Smart solar harvester inspired by a magnifying glass


Thursday, 15 April, 2021


Smart solar harvester inspired by a magnifying glass

Researchers from Nanyang Technological University, Singapore (NTU Singapore) have designed a ‘smart’ device to harvest daylight and relay it to underground spaces, reducing the need to draw on traditional energy sources for lighting. Their innovation has been reported in the journal Solar Energy.

In Singapore, authorities are looking at the feasibility of digging deeper underground to create new space for infrastructure, storage and utilities. Demand for round-the-clock underground lighting is therefore expected to rise in the future.

To develop a daylight harvesting device that can sustainably meet this need, the NTU team drew inspiration from the magnifying glass, which can be used to focus sunlight into one point. They used an off-the-shelf acrylic ball, a single plastic optical fibre — a type of cable that carries a beam of light from one end to another — and computer chip-assisted motors.

Automatic positioning to harvest maximum sunlight

The device sits above ground and, just like the lens of a magnifying glass, the acrylic ball acts as the solar concentrator, enabling parallel rays of sunlight to form a sharp focus at its opposite side. The focused sunlight is then collected into one end of a fibre cable and transported along it to the end that is deployed underground. Light is then emitted via the end of the fibre cable directly. At the same time, small motors — assisted by computer chips — automatically adjust the position of the fibre’s collecting end, to optimise the amount of sunlight that can be received and transported as the sun moves across the sky.

To guarantee the device’s automatic positioning capability, pairs of sensors that measure light brightness are also placed around the sunlight collecting end of the fibre cable. Whenever the sensors detect inconsistencies in the light measurements, the small motors automatically activate to adjust the cable’s position until the values on the sensors are the same. This indicates that the fibre is catching the maximum amount of sunlight possible.

During rain or overcast skies when there is inadequate sunlight to be collected and transported underground, an LED bulb powered by electricity, installed right next to the emitting end of the fibre cable, will automatically light up. This ensures that the device can illuminate underground spaces throughout the day without interruption.

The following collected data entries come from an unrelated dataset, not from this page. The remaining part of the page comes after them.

PR #5124, opened 2020-11-23

e42mercury:
Adds missing sort element for inline citations. Fixes non-page number locator labels (chapters, etc.) to be long form and capitalize-first.


adam3smith:
substantive changes are correct. @rmzelle -- good to merge from my end.

rmzelle:
@e42mercury, thanks!

Issue #4474, opened 2019-12-23
Replace "styles-distribution" repo with "1.0.1" branch


rmzelle:
I was just contemplating whether it wouldn't be much clearer to get rid of https://github.com/citation-style-language/styles-distribution, and just have Travis CI automatically push any successful commit build in "master" to a "1.0.1" branch in this repo.

Benefits:

- Two fewer repositories (https://github.com/citation-style-language/styles-distribution and https://github.com/citation-style-language/distribution-updater can be retired).
- The "1.0.1" branch would be a stable location from where downstream projects can source v1.0.1 CSL styles, making it more straightforward for us to migrate "master" to a new CSL version whenever we want. Basically each CSL release would immediately get its own dedicated branch ("1.0", "1.0.1", etc.) from which downstream projects can source their styles. It would receive updates while the release is current and go dormant whenever we release a new CSL version.
- Probably would make it easier to address some packaging requests like https://github.com/citation-style-language/styles/pull/2706 as well.

Main question I think is whether we can easily reproduce some of the logic currently embedded in https://github.com/citation-style-language/distribution-updater/blob/master/scripts/styles_distribution.py in a Travis CI-run script (modified README.md, updating `<updated/>` timestamps with UTC commit time, deleting non ".csl" files except for renamed-styles.json).

See e.g. https://stackoverflow.com/a/52960498 and https://stackoverflow.com/a/48339945 for implementation options.

koppor:
If I get your description right, isn't that script just following:

```BASIC
10 git checkout master
20 git checkout -b 1.0.1-distribution
30 remove obsolete files from directory
40 git commit && git push
50 ... updates to master coming in ...
60 git merge master
70 git push
80 goto 50
```

For pushing, there is a GitHub action: https://github.com/ad-m/github-push-action

For executing scripts on the command line, one can use:

```yaml
    steps:
      - run: |
        git checkout 1.0.1-distribution
        git merge master
        git commit
```

The checkout has to be complete though: (see https://github.com/actions/checkout#fetch-all-history-for-all-tags-and-branches)

```yaml
    steps:
      - uses: actions/checkout@v2
      - run: |
          git fetch --prune --unshallow
```

koppor:
BTW: I suffixed `-distribution` as branch name. It is very strange that version numbers appearing like SemVer are "floating". Although I agree that this is some special thing here.

It is also not common to have branch names similar to tags. Therefore that prefix to "irritate" also on the name.

[...]

PR #5126, opened 2020-11-25
Delete non-release files

rmzelle:
Follow-up of https://github.com/citation-style-language/styles/pull/5111 and https://github.com/citation-style-language/styles/issues/4474.

@adam3smith, @bwiernik, I assume it makes sense to just delete the Gem/Rake/Sheldon files in "v1.0.1" but keep:
* CONTRIBUTING.md
* README.md
* renamed-styles.json

(plus LICENSE.md) when we add one

Let me know if you agree. We'll have to make sure that these files are pushed from "master" to "v1.0.1" whenever they're updated.


rmzelle:
Further cleanup in https://github.com/citation-style-language/styles/pull/5131

bwiernik:
What are they support files we will need on this branch for GitHub Actions? @retorquere

retorquere:
There are no requirements for the release branches from the pov of the actions; the actions expect to be ran on pull requests (`sheldon.yaml`) or `master` (`merge.yaml`) only, and for that, they need to exist only on `master` (assuming merges always happen from, and pull requests always target, `master`). The only thing to keep in mind is that changes to `.csl` files on `styles`, and `.xml` files on `locales` will be overwritten by sheldon when `merge` is ran.

`merge.yaml` can be dropped into `locales` as-is BTW, unless the webhooks should not be ran on that repo. That's easy enough to exclude should it be needed. I am not sure about the travis setup for locales -- I don't see any tests being ran for it, nor are the distribution-updaters triggered, but shelbot is pinged on success and fail.

We should probably turn off shelbot BTW.

rmzelle:
> `merge.yaml` can be dropped into `locales` as-is BTW, unless the webhooks should not be ran on that repo.

Zotero only updates locale files for each release, IIRC, so they currently don't use a webhook for that to get more frequent updates than that.

> I am not sure about the travis setup for locales -- I don't see any tests being ran for it, nor are the distribution-updaters triggered, but shelbot is pinged on success and fail.

It's a rather low-traffic repo. You can see some builds back at travis-ci.org (e.g. https://travis-ci.org/github/citation-style-language/locales/builds/629659918).

retorquere:
Another apropos -- I briefly considered "inlining" sheldon since we don't need shelbot anymore, but having it in a separate repo makes it easy to update for both the locales and the styles repo -- the actions are set up to always fetch the latest master from the sheldon repo, so fixes to sheldon can just be made there and new test (re)runs will pick it up.

retorquere:
> Zotero only updates locale files for each release, IIRC, so they currently don't use a webhook for that to get more frequent updates than that.

I can exclude it for locales so that a single copy can just work for both.

> It's a rather low-traffic repo. You can see some builds back at travis-ci.org (e.g. https://travis-ci.org/github/citation-style-language/locales/builds/629659918).

right -- I had forgotten that Travis runs `rake` automatically if it thinks you're testing a ruby project. A replacement action for that will be trivial if it is desired -- seems reasonable to not ditch tests we have.

retorquere:
Sheldon doesn't report back to the issue on the test results for locales right? There's just the test status as GH display it.

rmzelle:
> seems reasonable to not ditch tests we have.

Yeah, we'd like to keep the tests for "locales".

> Sheldon doesn't report back to the issue on the test results for locales right? There's just the test status as GH display it.

Correct. For "styles", there is value in having comments that show how the style renders, but we don't need that for "locales".

retorquere:
I've submitted a PR. `merge.yaml` is just a copy of the one in this repo, `sheldon.yaml` doesn't actually call sheldon, and doesn't run on pull requests (I didn't see any in that repo), just on push.

retorquere:
No wait, halt. That was dumb. Fix incoming.

bwiernik:
I don't see us updating 1.0.1 styles much once we move to 1.0.2, but what about 1.1? If we wanted to update a 1.0.2 style once `master` refers to 1.1, what would the process be?

rmzelle:
> I don't see us updating 1.0.1 styles much once we move to 1.0.2, but what about 1.1? If we wanted to update a 1.0.2 style once `master` refers to 1.1, what would the process be?

We could set up a second dev branch for v1.0.2 styles (which would need its own customized GitHub Action so it runs the right tests, uses the right CSL schema, and deploys to the right branch). E.g.:

Before:
"master" > "v1.0.2"

After:
"master" > "v1.1"
"master-v1.0.2" > "v1.0.2"

This way the "v1.x.x" branches are always stable (e.g. "v1.0.1" will always only have CSL 1.0.1 styles in it), will always only have validating styles that pass all tests (since we should only push to them via the GitHub Actions after a successful build in the master branches), and will be clean (with no files irrelevant to the end users).

You'd branch master-v1.0.2" off "master" just before you switch "master" to CSL 1.1.

bwiernik:
I like that.

rmzelle:
> "master-v1.0.2"

Thinking about this a little bit more, we could also name this branch "master-v1.0.x", although I don't think anybody is anticipating a v1.0.3 release where you'd benefit from a more general name.

PR #5331, opened 2021-03-17
update page-range-format for Anglia

icornelius:
set to "expanded"

also update locators-chapter: add space character after volume number


rmzelle:
@icornelius, thanks!

PR #5333, opened 2021-03-19
Update journal-of-the-american-society-of-nephrology.csl

POBrien333:
via https://forums.zotero.org/discussion/comment/378353/#Comment_378353

Guidelines: "List all authors when the number of authors is six or fewer. When the number of authors is greater than six, use et al. for all authors over six."
https://www.asn-online.org/g/blast/files/JASN%20Instructions%20for%20Authors.pdf


adam3smith:
Thanks!

PR #5337, opened 2021-03-21
Create journal-of-business-finance-and-accounting.csl

Nicola-Maria-Fiore:
Journal of Business Finance & Accounting
https://onlinelibrary.wiley.com/journal/14685957
https://onlinelibrary.wiley.com/page/journal/14685957/homepage/forauthors.html

### DIFF
--- a/dependent/journal-of-business-finance-and-accounting.csl
+++ b/dependent/journal-of-business-finance-and-accounting.csl
@@ -1,0 +1,1926 @@
+<?xml version="1.0" encoding="utf-8"?>
+<style xmlns="http://purl.org/net/xbiblio/csl" class="in-text" version="1.0" demote-non-dropping-particle="never" page-range-format="expanded" default-locale="en-US">
+  <info>
+    <title>Journal of Business Finance &amp; Accounting</title>
+    <title-short>JBFA</title-short>
+    <id>http://www.zotero.org/styles/journal-of-business-finance-and-accounting</id>
+    <link href="http://www.zotero.org/styles/journal-of-business-finance-and-accounting" rel="self"/>
+    <rights license="http://creativecommons.org/licenses/by-sa/3.0/">This work is licensed under a Creative Commons Attribution-ShareAlike 3.0 License</rights>
+    <link href="http://www.zotero.org/styles/apa" rel="template"/>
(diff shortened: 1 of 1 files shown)


adam3smith:
@Nicola-Maria-Fiore  -- could you please allow edits on your three pull requests as described here: https://docs.github.com/en/github/collaborating-with-issues-and-pull-requests/allowing-changes-to-a-pull-request-branch-created-from-a-fork

That'll make it much easier for us to fix the small issue that break the automated tests.

Nicola-Maria-Fiore:
The first time I pulled without forking the repository. That is why I am not able to check "allow edit for mantainers". Do I need to fork the project first, and then pull the request, right?

adam3smith:
@Nicola-Maria-Fiore github forks automatically when you create a pull request -- are you sure you aren't able to check that box on this page as described above?

Nicola-Maria-Fiore:
@adam3smith I checked several times, I am really sorry. I used that box before, but I cannot see it now 
image

adam3smith:
Maybe double-check in a different browser -- it should really be there in every case. Might be that your theming is interfering with visibility?
What'd need to happen here is
1. rename the file to remove the `dependent/` part
2. Remove all non English locales from the style (which now has a default locale)
3. Run the code through https://formatter.citationstyles.org/ when you're done.

There might be more, but that'd be the initial steps

adam3smith:
But before we proceed -- the journal just says to follow APA 6th edition -- any reason we shouldn't just use APA style here? What did you modify?

Nicola-Maria-Fiore:
@adam3smith - I did not modify anything. It is just like APA style. I wanted to add it to the CSL repository for general availability. As in the following case:
image

Nicola-Maria-Fiore:
@adam3smith As I said in the other commit ("european accounting review") I realized I made a mistake. I think we could delete these two commits ("journal of business finance" and "european accounting review") and create new (and shorter) ones, as long as they are both "dependent" styles. I now realized how to write, looking at here: https://editor.citationstyles.org/styleInfo/?styleId=http%3A%2F%2Fwww.zotero.org%2Fstyles%2Faccounting-forum
Do you agree?

PR #5344, opened 2021-03-23
Please rename to Tijdschrift-voor-geneeskunde-en-gezondheidszorg

sanderdumont:


rmzelle:
@sanderdumont, thanks. We try to be conservative in changing style IDs (and file names, which are currently linked), as the Zotero devs have expressed concerns about breakage.

PR #5348, opened 2021-03-24
Update clinical-and-translational-immunology.csl

POBrien333:
via https://forums.zotero.org/discussion/88597/wrong-style-for-clinical-translational-immunology#latest

Goes with https://github.com/citation-style-language/journals/pull/118


rmzelle:
@POBrien333, thanks!

PR #5350, opened 2021-03-26
Create iran-manual-style

sinasabbagh:
Modified version of Chicago date-author style, edition 16

* Modified quotations and delimiters to match Persian writing style.
* Also changed months names, although I don't think this matters in Chicago style.
* The title of this csl is set to Iran Manual Style, to match the name that is used by Irandoc. Please note that they have an official permission from Chicago Universiry Press to do this.

### DIFF
--- a/iran-manual-of-style.csl
+++ b/iran-manual-of-style.csl
@@ -1,10 +1,10 @@
 <?xml version="1.0" encoding="utf-8"?>
 <style xmlns="http://purl.org/net/xbiblio/csl" class="in-text" version="1.0" demote-non-dropping-particle="display-and-sort" page-range-format="chicago" default-locale="fa-IR">
   <info>
-    <title>Iran Manual of Style - شیوه‌نامه ایران</title>
+    <title>Iran Manual of Style - شیوه‌نامه ایران (فارسی)</title>
     <id>http://www.zotero.org/styles/iran-manual-of-style</id>
     <link href="http://www.zotero.org/styles/iran-manual-of-style" rel="self"/>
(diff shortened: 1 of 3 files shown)


adam3smith:
Thanks -- A couple of questions:
- The name "Iran Manual Style" sounds weird in English. The original in Farsi is  شیوه‌نامه ایران  ?  
How would "Iran Manual of Style - شیوه‌نامه ایران  (فارسی)" work as a title?
And is there just the author-date version of this, or are there footnotes versions as well?

adam3smith:
@ sinasabbagh Please see my questions above -- would be great to get this merged!

sinasabbagh:
I'm terribly sorry for the delay. This was lost in my inbox.
To answer your question:

-  yes the original title is شیوه‌نامه ایران
- Actually you're right about the title "Iran Manual of Style" is correct and is used in English description of the manual.

sinasabbagh:
I've updated the title. I don't see why it needs فارسی in the title. We can add it though, if saying explicitly that it is in Persian is necessary.

adam3smith:
@rmzelle -- this is gtg from my end -- see what you want to do about adding (or not) the language to the style.

rmzelle:
> I've updated the title. I don't see why it needs فارسی in the title. We can add it though, if saying explicitly that it is in Persian is necessary.

We always add the language to the titles of CSL styles that are locked to non-English languages. Two big advantages are that people can then quickly identify styles created for their specific language, and that users are informed what locale a citation style will render in. For consistency we'd like to add it here as well.

rmzelle:
@sinasabbagh, thanks!

PR #5358, opened 2021-03-29
Update journal-of-consumer-research.csl

POBrien333:
via https://forums.zotero.org/discussion/88701/jcr-style#latest

### DIFF
--- a/journal-of-consumer-research.csl
+++ b/journal-of-consumer-research.csl
@@ -135,6 +135,7 @@
   </macro>
   <citation et-al-min="4" et-al-use-first="1" et-al-subsequent-min="3" et-al-subsequent-use-first="1" disambiguate-add-year-suffix="true" disambiguate-add-names="true" disambiguate-add-givenname="true" collapse="year">
     <sort>
+      <key macro="author-short"/>
       <key macro="year-date"/>
     </sort>
     <layout prefix="(" suffix=")" delimiter="; ">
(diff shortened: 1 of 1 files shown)


journal-of-consumer-research.csl
```diff
@@ -132,7 +134,6 @@
   </macro>
   <citation et-al-min="4" et-al-use-first="1" et-al-subsequent-min="3" et-al-subsequent-use-first="1" disambiguate-add-year-suffix="true" disambiguate-add-names="true" disambiguate-add-givenname="true" collapse="year">
     <sort>
-      <key macro="author-short"/>
```
adam3smith, line 135: I don't thinks this is right -- p. 3 of the styleguide 
> Multiple citations are listed alphabetically and separated by semicolons: (Gatignon and Robertson 1985; Green and Gold 1981).•Multiple citations by the same author(s) are separated by a comma: (Moschis and Moore 1978, 1979).

POBrien333: current output: 
(Borges 1999; Hancké, Rhodes and Thatcher 2007; Isaacson 2011, 244–52)
(Accadia et al. 2012b, 2012a)

I´m not sure I'm seeing what you mean.

adam3smith: That's because that example has alphabetical & chronological order co-inciding. Look at the 2nd automated citation below:
(Mares 2001; Fenner et al. 2019) -- that should be the other way around.

POBrien333: Ach. You're in the sort section... Now I get it. :)

adam3smith:
Thanks!

PR #5359, opened 2021-03-29
Update and rename journal-of-neurosurgery.csl to dependent/journal-of… (make AMA dependent)

POBrien333:
…-neurosurgery.csl

via https://forums.zotero.org/discussion/88712/journal-of-neurosurgery-style#latest


POBrien333:
Not sure what the error is. Help welcome. :)

adam3smith:
You're removing a style (or rather, turning it into a dependent style) on which a bunch of other styles either depend or point as template

POBrien333:
Alright. I´ll check those then and see what I can do.

POBrien333:
@adam3smith 
Thank you. This should be fine now. Those 3 journals are just JNS sister journals.

rmzelle:
@POBrien333, thanks!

The device overcomes several limitations of current solar harvesting technology. In conventional solar concentrators, large, curved mirrors are moved by heavy-duty motors to align the mirror dish to the sun. The components in those systems are also exposed to environmental factors like moisture, increasing maintenance requirements. The NTU device, however, is designed to use the round shape of the acrylic ball, ridding the system of heavy-duty motors to align with the sun, and making it compact.

The researchers’ prototype weighs 10 kg and has a total height of 50 cm. To protect the acrylic ball from environmental conditions (ultraviolet light, dust, etc), the researchers also built a 3 mm-thick, transparent dome-shaped cover using polycarbonate.

“Our innovation comprises commercially available off-the-shelf materials, making it potentially very easy to fabricate at scale,” said Assistant Professor Yoo Seongwoo, lead author of the study. “Due to space constraints in densely populated cities, we have intentionally designed the daylight harvesting system to be lightweight and compact. This would make it convenient for our device to be incorporated into existing infrastructure in the urban environment.”

The NTU team believes the device is suited to mounting as a conventional lamp post above ground. This would enable the innovation to be used in two ways: a device to harvest sunlight in the day to light up underground spaces and a streetlamp to illuminate above ground at night using electricity.

Performs better than LED bulbs

In experiments in a pitch-black storeroom (to simulate an underground environment), the NTU researchers found the device’s luminous efficacy — the measure of how well a light source produces visible light using 1 W of electrical power — to be at 230 lm/W. This far exceeds those recorded by commercially available LED bulbs, which have a typical output of 90 lm/W. The quality of the light output of the smart device is also comparable with current commercially available daylight harvesting systems, which are far more costly.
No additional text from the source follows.